Britain’s Move Against the IRGC Is the Result of Decades of Documented Evidence, Not a Sudden Political Shift


Wed 15 Jul 2026 | 06:17 PM
Basant Ahmed

Alireza Jafarzadeh, Deputy Representative of the National Council of Resistance of Iran (NCRI) in Washington, stated that the British government's decision to classify the Islamic Revolutionary Guard Corps (IRGC) as a threat to national security marks an important political and legal turning point. More importantly, he said, it validates a reality that the Iranian Resistance has documented and presented to the international community for decades: the IRGC is not a conventional military force but the central pillar of the ruling theocracy's system of repression, terrorism, and regional destabilization.

Jafarzadeh explained that this decision did not emerge overnight or as a temporary political reaction. Rather, it reflects years of intelligence disclosures, legal documentation, and diplomatic efforts carried out by the Iranian Resistance, exposing the IRGC's role in directing Iran's nuclear and missile programs, commanding proxy militias, orchestrating terrorist plots abroad, and suppressing nationwide protests inside Iran.

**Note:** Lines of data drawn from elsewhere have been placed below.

PR #608, opened 2026-07-21
[Phase 3] Calldata decoding utilities

rmeissner:
Add utilities to decode token and multi send transactions. This allows to detect allowances and transfers (including batched ones).

The list of known multi send deployments has been moved to the multisend mod for a centralized maintainability.

The current logic is very simple and tries to decode using different ABIs without regarding known token addresses. This should be improved in the future.

---

## CLA signature

### DIFF
--- a/crates/safe-tx/src/target_effects.rs
+++ b/crates/safe-tx/src/target_effects.rs
@@ -1,0 +1,459 @@
+//! Pure calldata decoding: extracts the address a Safe transaction (or, when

He noted that over the years the Resistance published extensive documentation on the IRGC's financial empire, its control over major sectors of Iran's economy, its network of front companies, secret military and nuclear facilities, terrorist training camps, and the misuse of diplomatic missions as operational centers for intelligence and assassination activities. Many of these documented findings later became reference points for lawmakers and policymakers in democratic countries.

According to Jafarzadeh, the principal mistake made by many Western governments was never a lack of information but the continuation of appeasement policies based on the false assumption that the IRGC could somehow be separated from the ruling establishment. Experience has demonstrated that the IRGC is the regime's backbone, making any distinction between the two politically and strategically unsustainable.

He stressed that the significance of the British decision extends well beyond the United Kingdom. It sends a clear message that confronting the IRGC requires a comprehensive strategy targeting its financial networks, intelligence structures, commercial front organizations, and international operations rather than relying solely on limited sanctions.

Jafarzadeh concluded that the success of the Iranian Resistance in bringing these realities before international institutions demonstrates that the struggle against state-sponsored terrorism is ultimately won through credible evidence, persistent diplomacy, and sustained political engagement. He called on other democratic governments to follow Britain's example by taking coordinated action against the IRGC while supporting the Iranian people and the democratic alternative represented by the National Council of Resistance of Iran.